Where in the data below does the word "functionality" appear? Copy every line that has it.

___ EXTRACTED INFORMATION

PR #4955, opened 2024-08-15
Update season value fuctionality for ChA datagrid

shaun-technovation:
A pretty simple update here for the season field on the chapter ambassador's datagrid:

- If `params[:chapter_ambassadors_grid]` aren't present, i.e. coming from another page
   - Use the current season

- If `params[:chapter_ambassadors_grid]` are present, i.e. submitting a request to the chapter ambassador datagrid
   - Use the season value that was selected

Related to: #4909


viviancan (approved):
This is such a nice addition! Will be very beneficial for all of our datagrids 🚢

PR #4970, opened 2024-08-22
Salesforce updates and rake task

shaun-technovation:
This will add a rake task that will ensure contact and program participant info has been created and is up-to-date in Salesforce (making it so that it matches the info that is on our platform).

I had to update some of the existing functionality to do this, mainly adding upsert functionality for the program participant record:
- if a program participant record exits it will get updated (this is existing functionality)
- if a program participant record doesn't exits, one will get created for them (this is new functionality)

The rake task can be run like this:
`bundle exec rake update_salesforce_contacts[account ids]`

I tested this locally and worked out a few kinks, I plan to test it more when it gets to QA.


viviancan (approved):
Nice updates! LGTM 💯

Issue #4954, opened 2024-08-15
Support searching across seasons


dboyer:
Currently on most participant admin pages, the season search filter defaults to the present season. While you can select past seasons individually, there is no way to search across all seasons. This makes it challenging to find out if a person ever participated in Technovation at any point.

dboyer:
Work was done under #4909 to add this to the ChA page. Deb to test and list out specific pages that should have the same search functionality across seasons added.

dboyer:
Hey team! Please [add your planning poker estimate](https://app.zenhub.com/workspaces/Technovation-605271851956b1000ec2f24d/issues/Iridescent-CM/technovation-app/4954?planning-poker) with Zenhub @shaun-technovation @viviancan

dboyer:
Tested on QA and confirmed that I could remove the season filter to search across all seasons on:

- the participants page
- the teams page
- the submissions page

On the participants page, I think there may be a way to use the seasons option filter which has options for "match any season" or "match all seasons" to search across seasons but I wasn't consistently getting the same results. I think being able to just remove the year from the search filter works better.

dboyer:
Confirmed I can remove the year filter on production and search across seasons.

PR #4971, opened 2024-08-22
Search across seasons functionality for participants, teams, and submissions datagrid

shaun-technovation:
This will update the participants, teams, and submissions datagrid so that no season can be selected so that we can search across all seasons.

Addresses: #4954


viviancan (approved):
Lgtm 💯 nice addition!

______

WORKED SOLUTION:
I had to update some of the existing functionality to do this, mainly adding upsert functionality for the program participant record:
- if a program participant record exits it will get updated (this is existing functionality)
- if a program participant record doesn't exits, one will get created for them (this is new functionality)
Work was done under #4909 to add this to the ChA page. Deb to test and list out specific pages that should have the same search functionality across seasons added.
Search across seasons functionality for participants, teams, and submissions datagrid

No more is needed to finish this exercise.